Exercise description:
A single number is the answer: the count of lines in the records that hold the word "moved".

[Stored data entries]
§ §
PR #948, opened 2025-02-27
fix(form-field-file-beta): moved error slot location

daragh-king-genesys:
moved error slot location


gavin-everett-genesys:
LGTM - I was just wondering when in single file mode and dragging multiple files. It just adds one file I assume just the first of the multiple selected files. I guess thats fine is it ? Or should no files be added at all.

PR #955, opened 2025-02-28
chore(side-panel-beta): add manual a11y check

katie-bobbe-genesys:


packages/genesys-spark-components/src/components/beta/gux-side-panel/gux-side-panel.tsx
```diff
@@ -54,27 +55,29 @@ export class GuxSidePanel {
...
-          <gux-dismiss-button
-            position="inherit"
-            onClick={this.onDismissHandler.bind(this)}
-          />
-          <slot name="heading" />
-        </header>
-        {this.renderDescription()}
-        <div class="gux-side-panel-content">
-          <slot name="content" />
+      <Host role="complementary">
```
katie-bobbe-genesys, line 58: https://developer.mozilla.org/en-US/docs/Web/Accessibility/ARIA/Roles/complementary_role

daragh-king-genesys (approved):

packages/genesys-spark-components/src/components/beta/gux-side-panel/gux-side-panel.tsx
jason-evans-genesys: Does it make sense using an aside element instead of adding this role on the Host?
§ §
Task output:
2